Я не могу смотреть ему в глаза.

Он хватает мою ладонь.

– Дженьюэри, послушай, я…

Я выдергиваю ладонь из его руки.

– Поезжай вперед. Уорд, пожалуйста. Мне нужно домой.

– Позволь мне объяснить.

– Объяснить что? Что ты женат? Это я поняла давно.

– Но мой брак трещит по швам.

– Бедняжка! И о чем я только думала! О чем ты думал, Уорд?

Я знаю в глубине души, что и я виновата, и именно потому я ненавижу себя. Почему я западаю на мужчин, которые только делают мне больно?

– Нельзя так поступать с Мариной. И дело не только в том, что ты женат. Ты еще и мой начальник.

– Знаю, знаю, но позволь мне…

– Нет. Веди машину.

– Я так давно хочу тебя поцеловать…

– Прекрати.

– Между мной и Мариной все слишком сложно.

Я наконец поворачиваюсь к нему.

– Ты чувствуешь себя виноватым?

Он кивает.

– Мы не должны были, я не должен был целовать тебя, но…

– Езжай, пожалуйста!

Мне так стыдно за себя.

– Или высади меня прямо тут.

– Дженьюэри, пожалуйста.

Уорд перегибается через кресло, кладет руку на мою, чтобы не дать мне выйти.

– Прости, но…

Я убираю свою руку и опять смотрю в окно.

– Пожалуйста, Уорд. Мне надо домой.

Вернувшись домой, я застала картину: Айла лежит на диване, свернувшись калачиком. Спад запрыгивает на диван и начинает лизать ей лицо, отчего ее настроение тут же становится лучше. Потом она обнимает меня крепко-крепко.

– Хочешь что-нибудь обсудить? – спрашиваю я тихо. С кухни приходит Руки.

– Ты же расскажешь маме, что случилось, милая?

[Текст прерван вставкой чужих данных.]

Issue #786, opened 2020-04-28
osc bl opensuse_Factory x86_64# weird bug


lethliel:
adding a hash sign to the arch results in a looped director listing: 

```
<directory>
  <entry name="build"/>
  <entry name="ca-certificates-letsencrypt"/>
  <entry name="glibmm2"/>
  <entry name="helloSUSE"/>
  <entry name="hellooSC2"/>
  <entry name="hellooSC_docker"/>
  <entry name="mediagoblin"/>
  <entry name="osc"/>
  <entry name="osc-py2"/>
  <entry name="product-builder"/>
  <entry name="test"/>
  <entry name="test-osc"/>
</directory>
```

PR #787, opened 2020-04-28
quote prj, repository, arch and package 

lethliel:
quote the arguments before creating the apiurl.
This prevents weird behaviour when any has an '#'
at the end.

fixes https://github.com/openSUSE/osc/issues/786

### DIFF
--- a/osc/commandline.py
+++ b/osc/commandline.py
@@ -5512,7 +5512,7 @@ Please submit there instead, or use --nodevelproject to force direct submission.
             query = { 'view': 'entry' }
             if opts.last:
                 query['last'] = 1
-            u = makeurl(self.get_api_url(), ['build', project, repository, arch, package, '_log'], query=query)
+            u = makeurl(self.get_api_url(), ['build', quote_plus(project), quote_plus(repository), quote_plus(arch), quote_plus(package), '_log'], query=query)
             f = http_GET(u)
             root = ET.parse(f).getroot()
             offset = int(root.find('entry').get('size'))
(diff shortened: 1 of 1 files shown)


marcus-h:
On 2020-04-28 05:07:14 -0700, Marco Strigl wrote:
> index 46a214a9..f0f32470 100644
> --- a/osc/core.py
> +++ b/osc/core.py
> @@ -6132,7 +6132,7 @@ def print_data(data, strip_time=False):
>      while True:
>          query['start'] = offset
>          start_offset = offset
> -        u = makeurl(apiurl, ['build', prj, repository, arch, package, '_log'], query=query)
> +        u = makeurl(apiurl, ['build', prj, repository, quote_plus(arch), package, '_log'], query=query)

We should probably also quote prj, repository and package.

lethliel:
@marcus-h Yes. You are right. I also changed the commit message accordingly.

marcus-h:
On 2020-04-28 05:26:01 -0700, Marco Strigl wrote:
> @marcus-h Yes. You are right. I also changed the commit message accordingly.
>
Thinking about it again: actually, we break the API because 3rd party
users could be smart and pass quoted parameters. That is, we should
actually fix the callers.

Unfortunately, the whole quoting stuff in osc is a bit inconsistent...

– Я просто поговорила с одной из подружек Джеммы, и Джемма жутко разозлилась. Она сказала ей: «Ты бросаешь меня. Если бы я ушла в другую школу, вам всем было бы все равно!»

– Неужели?

Айла кивает.

– Последним уроком была математика, с мисс Бантинг.

Айла любит мисс Бантинг.

– Когда прозвенел звонок, и я встала, Джемма толкнула меня. Она толкнула меня, я упала, мама, и рассыпала все свои учебники.

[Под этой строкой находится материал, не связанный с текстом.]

PR #791, opened 2020-05-12
complete --shell-cmd support

adrianschroeter:
I need this to automate build script tests ...

### DIFF
--- a/osc/build.py
+++ b/osc/build.py
@@ -725,6 +725,10 @@ def main(apiurl, opts, argv):
     if opts.shell:
         buildargs.append("--shell")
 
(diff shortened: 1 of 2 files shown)


marcus-h:
On 2020-05-12 07:20:21 +0000, Adrian Schröter wrote:
> -- Commit Summary --
>
>   * bring back --shell-cmd support
>
Hmm we never supported this before (at least according to my memory
and a quick bisect). Are you in the mood for slightly updating the
commit message?:) *duck*
Otherwise, LGTM (given that we already have the option).

lethliel:
Commit was renamed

– И никто этого не видел? – Я глажу ее по волосам.

Айла качает головой.

– Она специально, мама. Она не любит меня. Обозвала меня инвалидкой.

Мы с Руки переглядываемся, чтобы убедиться, что думаем об одном и том же.

– Люди говорят ужасные вещи, Айла, – объясняю я, – когда им плохо. Джемма, вероятно, не очень счастлива, и таким образом она пытается заставить тебя тоже быть несчастной. Только это нехорошо. Понимаешь, Айла? Но ты не виновата.